- [YOUR INSTRUCTIONS]
Every line in the records below with the string "destroy" needs to be copied out.

[Records excerpted from a collection]
Issue #1198, opened 2016-02-12
Not able to handle when server ends the connection


woopstar:
I'm seeing this problem because there is a connection timeout for 600 seconds from the MySQL server. Then a connection is closed from the server instead of the client.

When Knex then tried to execute a query, the following error comes:

```
Unhandled rejection Error: BEGIN; - This socket has been ended by the other party
    at Socket.writeAfterFIN [as write] (net.js:297:12)
    at Connection.write (/node_modules/mysql2/lib/connection.js:136:15)
    at Connection.writePacket (/node_modules/mysql2/lib/connection.js:150:10)
    at Query.start (/node_modules/mysql2/lib/commands/query.js:39:14)
    at Query.Command.execute (/node_modules/mysql2/lib/commands/command.js:34:20)
    at Connection.handlePacket (/node_modules/mysql2/lib/connection.js:310:28)
    at Connection.addCommand (/node_modules/mysql2/lib/connection.js:326:10)
    at Connection.query (/node_modules/mysql2/lib/connection.js:397:15)
    at /node_modules/knex/lib/dialects/mysql/index.js:92:18
    at tryCatcher (/node_modules/knex/node_modules/bluebird/js/main/util.js:26:23)
    at Promise._resolveFromResolver (/node_modules/knex/node_modules/bluebird/js/main/promise.js:480:31)
    at new Promise (/node_modules/knex/node_modules/bluebird/js/main/promise.js:70:37)
    at Client._query (/node_modules/knex/lib/dialects/mysql/index.js:88:12)
    at Client.query (/node_modules/knex/lib/client.js:127:24)
    at /node_modules/knex/lib/transaction.js:219:21
    at tryCatcher (/node_modules/knex/node_modules/bluebird/js/main/util.js:26:23)
```

wubzz:
Vague interpretation of what you mean by "Not able to handle" I'm guessing you say that because the error was thrown rather than handled? (Missing `.catch` block?)

Or are you saying knex should attempt to open up a new connection when this occurs?

woopstar:
I believe Knex should attempt to open a connection when this occours. If a pool object exists, but the sql server has closed the connection and you're trying to send a query. In stead of failing, it should first attempt to reconnect and if not able to do so, then fail?

elhigu:
@woopstar I agree knex should be able to handle that case and just throw away the connection and try to get new one if DB side had closed it. Then if reconnection doesn't work pool can throw connection timeout exception...

[...]

PR #1200, opened 2016-02-13
Bugfix/acquire new connection when socket closed

wubzz:
@elhigu @woopstar In reference to #1198 this will "retry" a runner's job once it fails due to the socket being closed by the server. A few key notes here that had me going back and forth a bit..

1. The `Runner.run` function seems to be the best place to put this to avoid duplicating code between `Runner.query` and `Runner.queryArray` and to avoid having to move when/where events are being emitted.

2. The error thrown does not contain a code, only a message. In the listed issue, the message for mysql was `This socket has been ended by the other party` while in Postgres it's something like `Socket is closed` -- So I have no clue how to globally distinguish the specific error across all dialects.

3. I avoided recursion here since retrying more than once does not sound like a good idea.

4. I have no clue how to write a test for this since the connections need to be closed by the server. Any ideas?

Test code used

```javascript
knex.raw('SELECT version()')
.then(function() {
debugger; //Manually close connections on the server
return knex.raw('SELECT version()');
})
.then(function(result) {
//Result is present, query success.
}).catch(function(error) {
//Previously 'socket closed' error.
});
```

Code may need some cleanup, putting this up to see if I'm on the right track.

### DIFF
--- a/src/runner.js
+++ b/src/runner.js
@@ -40,7 +40,7 @@ assign(Runner.prototype, {
       .then(resolver)
       .catch((error) => {
           //TODO: -- Temporary check during test-phase. How to properly check this globally across all dialects?
-          if(error.message.indexOf('socket') !== -1) {
+          if(error.message.toLowerCase().indexOf('this socket is closed') !== -1) {
             //Socket closed, so kill connection and try one more time with a fresh connection.
             runner.connection.__knex__disposed = true;
             runner.client.pool.destroy(runner.connection);
--- a/src/runner.js
+++ b/src/runner.js
@@ -25,22 +25,32 @@ assign(Runner.prototype, {
   // a single connection.
   run: function() {
     var runner = this
-    return Promise.using(this.ensureConnection(), function(connection) {
-      runner.connection = connection;
 
+    return new Promise((resolver, rejecter) => {
       runner.client.emit('start', runner.builder)
       runner.builder.emit('start', runner.builder)
+
       var sql = runner.builder.toSQL();
 
       if (runner.builder._debug) {
         console.log(sql)
       }
 
-      if (_.isArray(sql)) {
-        return runner.queryArray(sql);
-      }
-      return runner.query(sql);
-
+      return runner._execSQL(sql)
+      .then(resolver)
+      .catch((error) => {
+          //TODO: -- Temporary check during test-phase. How to properly check this globally across all dialects?
+          if(error.message.indexOf('socket') !== -1) {
+            //Socket closed, so kill connection and try one more time with a fresh connection.
+            runner.connection.__knex__disposed = true;
+            runner.client.pool.destroy(runner.connection);
+            runner.connection = null; //ensureConneciton will create a new connection
+            return runner._execSQL(sql)
+              .then(resolver)
+              .catch(rejecter)
+          }
+          rejecter(error)
+      })
     })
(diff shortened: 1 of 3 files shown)


src/runner.js
```diff
@@ -61,6 +65,24 @@ assign(Runner.prototype, {
...
   },
 
+  _run: function() {
+    var runner = this
+    return Promise.using(this.ensureConnection(), function(connection) {
+      runner.connection = connection;
+
+      var sql = runner.builder.toSQL();
+
+      if (runner.builder._debug) {
```
wubzz: `sql` and if-statement should be moved to `run()` instead of `_run()` to avoid double `console.log` when a retry is called. And a better name for the function as well.

woopstar:
I was looking at https://github.com/felixge/node-mysql/issues/761, and saw the following line:

`if (err.code === 'PROTOCOL_CONNECTION_LOST') {`

Maybe it would help detecting when a socket is closed?

woopstar:
It also seems to be mentioned here https://github.com/sidorares/node-mysql2/issues/57

wubzz:
Thanks for that info @woopstar , means checking for mysql shouldn't be a problem.

Debugging the pg library it seems that it simply proxies the error to the `.query` callback function, and it only contains the message property, and no `code`.

Not sure how SQLlite or mssql handles this..

elhigu:
@wubzz I think that 1 retry try is good for initial implementation, I'll try to have time to check this out soon. Sorry for delay.

wubzz:
@elhigu Commits should be fixed now. Currently the big issue with this PR is distinguishing the Error uniquely across all dialects. MySQL has a code, Postgres has only a string, and not sure on the others.

elhigu:
@wubzz probably sqlite never does this, since it supports only one connection. No idea of oracle / mssql... we should do a bit of googling to checkout from every driver if they support some way to recognize lost connection. Is there any other nodejs ORM which does recognize this case, how they do it?

For testing at least with postgresql you can write a query which closes all active connections, but I'm not sure if that is same kind of case that naturally lost connection... I would like to find out to make this some robust and testable way.

wubzz:
@elhigu I tried writing a test using pg's `pg_terminate_backend` but it seems that does not throw the same kind of error.

I was however able to reproduce the identical error by nullifying the connection's socket handle.
(Runner)
```
this.connection.connection.stream._handle = null;
```

This may seem impractical, but works:

```javascript
it('When Socket is closed by server, acquire a new connection and retry running the query.', function() {
				return knex.raw('SELECT version()')
					.then(() => {
						var qBuilder = knex.raw('SELECT version()');
						
						var Runner = qBuilder.client.runner(qBuilder);
						Runner.run();

						qBuilder.once('query', function() {
							Runner.connection.connection.stream._handle = null;
						});

						return qBuilder;
					})
					.catch((error) => {
						expect(true).to.equal(false);
					})
			});
```

wubzz:
I have been testing back and forth with mysql but cannot reproduce the error by closing connections via administrative tools or by introducing a connection timeout as mentioned in the issue.

This leads me to question the postgres error I've been seeing as well, it may not be of the same type described in the issue.

elhigu:
@wubzz I left comment to #1198 I think that after all this approach is not viable. Sorry about my bad advices earlier :(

- [RESPONSE FOR THIS EXERCISE]
             runner.client.pool.destroy(runner.connection);
+            runner.client.pool.destroy(runner.connection);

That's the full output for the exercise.